Exercise: What lines in the listing below hold the string "assertResponseCode"? Please copy them out.

─── Input records

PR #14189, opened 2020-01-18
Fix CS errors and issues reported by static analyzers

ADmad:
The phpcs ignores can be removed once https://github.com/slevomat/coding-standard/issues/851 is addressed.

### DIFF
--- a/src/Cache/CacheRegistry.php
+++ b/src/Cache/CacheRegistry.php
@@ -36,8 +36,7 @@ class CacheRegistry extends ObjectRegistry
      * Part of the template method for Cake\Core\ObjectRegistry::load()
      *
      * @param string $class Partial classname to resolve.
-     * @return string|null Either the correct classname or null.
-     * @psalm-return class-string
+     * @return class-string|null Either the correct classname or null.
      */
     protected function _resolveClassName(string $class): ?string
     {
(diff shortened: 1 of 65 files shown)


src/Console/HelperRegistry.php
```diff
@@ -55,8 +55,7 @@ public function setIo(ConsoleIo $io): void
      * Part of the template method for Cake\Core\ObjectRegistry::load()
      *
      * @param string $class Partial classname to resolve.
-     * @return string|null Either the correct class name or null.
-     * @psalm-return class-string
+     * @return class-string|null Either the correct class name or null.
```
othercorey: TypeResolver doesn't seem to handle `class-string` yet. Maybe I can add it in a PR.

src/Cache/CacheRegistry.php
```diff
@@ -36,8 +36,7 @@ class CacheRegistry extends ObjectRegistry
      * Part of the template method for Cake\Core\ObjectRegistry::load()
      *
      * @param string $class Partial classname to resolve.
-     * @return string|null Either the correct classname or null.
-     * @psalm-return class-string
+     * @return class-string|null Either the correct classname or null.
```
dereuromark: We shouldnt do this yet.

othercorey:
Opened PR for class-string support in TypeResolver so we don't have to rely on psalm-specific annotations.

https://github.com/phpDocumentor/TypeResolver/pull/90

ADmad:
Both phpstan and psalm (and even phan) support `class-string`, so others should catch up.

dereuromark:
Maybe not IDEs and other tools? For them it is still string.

──────
─── Input records

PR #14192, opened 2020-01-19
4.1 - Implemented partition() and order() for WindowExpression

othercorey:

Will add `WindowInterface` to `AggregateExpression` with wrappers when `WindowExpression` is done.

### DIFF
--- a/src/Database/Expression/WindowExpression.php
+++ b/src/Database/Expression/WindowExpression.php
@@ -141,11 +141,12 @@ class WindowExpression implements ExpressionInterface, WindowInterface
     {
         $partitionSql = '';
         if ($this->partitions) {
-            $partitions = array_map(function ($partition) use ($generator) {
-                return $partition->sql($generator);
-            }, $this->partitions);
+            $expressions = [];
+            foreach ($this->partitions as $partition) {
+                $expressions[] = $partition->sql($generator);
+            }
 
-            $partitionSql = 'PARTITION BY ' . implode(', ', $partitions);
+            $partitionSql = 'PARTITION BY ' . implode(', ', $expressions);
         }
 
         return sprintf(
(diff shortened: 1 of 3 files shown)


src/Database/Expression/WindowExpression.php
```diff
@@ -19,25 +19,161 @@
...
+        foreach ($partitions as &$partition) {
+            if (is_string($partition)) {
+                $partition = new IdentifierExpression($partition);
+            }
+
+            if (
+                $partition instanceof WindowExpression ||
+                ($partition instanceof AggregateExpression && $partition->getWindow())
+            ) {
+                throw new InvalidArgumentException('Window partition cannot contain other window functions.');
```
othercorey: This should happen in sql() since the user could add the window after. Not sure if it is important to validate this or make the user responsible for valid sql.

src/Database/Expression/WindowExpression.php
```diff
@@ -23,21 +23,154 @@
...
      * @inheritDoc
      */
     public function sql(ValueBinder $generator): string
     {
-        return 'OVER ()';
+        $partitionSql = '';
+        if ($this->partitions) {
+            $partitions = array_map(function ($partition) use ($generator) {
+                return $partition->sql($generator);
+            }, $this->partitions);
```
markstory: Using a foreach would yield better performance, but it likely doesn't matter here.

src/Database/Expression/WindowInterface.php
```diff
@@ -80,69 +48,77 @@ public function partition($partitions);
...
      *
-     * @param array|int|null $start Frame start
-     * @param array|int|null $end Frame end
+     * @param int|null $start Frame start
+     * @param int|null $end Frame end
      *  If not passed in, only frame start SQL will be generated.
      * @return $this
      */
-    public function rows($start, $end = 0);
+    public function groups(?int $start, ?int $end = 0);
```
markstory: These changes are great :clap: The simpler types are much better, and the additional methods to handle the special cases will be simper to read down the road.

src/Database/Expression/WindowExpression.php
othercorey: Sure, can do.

──────
─── Input records

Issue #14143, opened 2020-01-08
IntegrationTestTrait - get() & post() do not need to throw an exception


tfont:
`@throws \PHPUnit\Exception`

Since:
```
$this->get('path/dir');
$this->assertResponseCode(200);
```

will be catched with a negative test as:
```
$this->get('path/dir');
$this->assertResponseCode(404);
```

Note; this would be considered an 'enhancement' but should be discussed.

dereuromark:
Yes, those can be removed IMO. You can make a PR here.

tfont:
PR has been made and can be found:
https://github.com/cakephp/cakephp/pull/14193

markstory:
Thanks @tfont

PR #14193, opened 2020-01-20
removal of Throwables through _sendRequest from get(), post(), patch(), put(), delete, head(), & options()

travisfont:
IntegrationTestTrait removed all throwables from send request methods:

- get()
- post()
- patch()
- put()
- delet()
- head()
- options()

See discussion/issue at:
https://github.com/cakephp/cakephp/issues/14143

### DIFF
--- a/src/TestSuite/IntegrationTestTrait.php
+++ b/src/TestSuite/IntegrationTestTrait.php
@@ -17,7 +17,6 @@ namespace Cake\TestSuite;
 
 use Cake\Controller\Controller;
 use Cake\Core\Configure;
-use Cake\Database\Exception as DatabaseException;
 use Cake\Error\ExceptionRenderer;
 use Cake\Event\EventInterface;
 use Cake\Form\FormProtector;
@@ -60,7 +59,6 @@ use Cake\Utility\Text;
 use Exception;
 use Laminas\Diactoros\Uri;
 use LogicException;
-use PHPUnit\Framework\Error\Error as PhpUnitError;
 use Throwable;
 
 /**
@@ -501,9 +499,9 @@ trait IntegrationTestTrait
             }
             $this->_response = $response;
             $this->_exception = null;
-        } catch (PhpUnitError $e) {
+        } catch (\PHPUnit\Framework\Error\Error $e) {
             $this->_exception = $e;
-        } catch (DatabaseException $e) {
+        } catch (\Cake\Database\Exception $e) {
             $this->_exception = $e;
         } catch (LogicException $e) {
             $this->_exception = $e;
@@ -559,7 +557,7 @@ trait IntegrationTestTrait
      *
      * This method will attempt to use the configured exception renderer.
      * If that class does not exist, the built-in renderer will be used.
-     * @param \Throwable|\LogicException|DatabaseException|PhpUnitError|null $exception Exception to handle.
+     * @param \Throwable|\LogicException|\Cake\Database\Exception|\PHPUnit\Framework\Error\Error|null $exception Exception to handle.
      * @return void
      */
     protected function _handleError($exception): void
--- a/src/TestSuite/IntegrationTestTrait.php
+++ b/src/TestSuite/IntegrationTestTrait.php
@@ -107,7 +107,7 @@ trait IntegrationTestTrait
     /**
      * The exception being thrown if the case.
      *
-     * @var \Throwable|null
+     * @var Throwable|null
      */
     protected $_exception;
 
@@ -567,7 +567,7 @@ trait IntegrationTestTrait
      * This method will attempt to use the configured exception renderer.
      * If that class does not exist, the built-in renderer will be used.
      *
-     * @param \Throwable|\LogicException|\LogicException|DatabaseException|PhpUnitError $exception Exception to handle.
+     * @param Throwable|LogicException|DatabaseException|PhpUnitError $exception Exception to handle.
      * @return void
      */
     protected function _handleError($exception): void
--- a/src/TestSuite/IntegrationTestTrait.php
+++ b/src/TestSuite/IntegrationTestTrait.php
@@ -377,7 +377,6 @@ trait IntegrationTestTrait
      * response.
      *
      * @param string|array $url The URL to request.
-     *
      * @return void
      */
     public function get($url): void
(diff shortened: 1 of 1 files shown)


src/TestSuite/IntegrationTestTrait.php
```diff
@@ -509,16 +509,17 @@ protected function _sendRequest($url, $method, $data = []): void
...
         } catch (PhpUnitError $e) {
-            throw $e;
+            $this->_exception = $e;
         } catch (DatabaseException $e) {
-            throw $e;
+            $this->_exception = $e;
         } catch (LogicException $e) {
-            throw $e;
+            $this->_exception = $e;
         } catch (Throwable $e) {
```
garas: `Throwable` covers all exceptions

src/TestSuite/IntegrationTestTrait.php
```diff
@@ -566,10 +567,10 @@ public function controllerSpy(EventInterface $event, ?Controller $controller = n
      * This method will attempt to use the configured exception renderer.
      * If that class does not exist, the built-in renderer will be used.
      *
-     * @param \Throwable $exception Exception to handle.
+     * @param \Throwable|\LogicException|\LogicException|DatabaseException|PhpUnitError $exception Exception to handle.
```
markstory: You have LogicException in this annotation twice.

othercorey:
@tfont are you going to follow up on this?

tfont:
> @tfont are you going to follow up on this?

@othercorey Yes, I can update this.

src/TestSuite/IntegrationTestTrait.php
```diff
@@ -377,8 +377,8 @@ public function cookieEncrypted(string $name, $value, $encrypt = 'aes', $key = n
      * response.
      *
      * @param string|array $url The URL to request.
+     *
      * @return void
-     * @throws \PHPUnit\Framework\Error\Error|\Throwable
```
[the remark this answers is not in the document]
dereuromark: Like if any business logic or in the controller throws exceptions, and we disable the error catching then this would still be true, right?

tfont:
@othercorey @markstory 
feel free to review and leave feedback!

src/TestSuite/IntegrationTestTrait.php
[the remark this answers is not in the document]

──────

Output for this task:
$this->assertResponseCode(200);
$this->assertResponseCode(404);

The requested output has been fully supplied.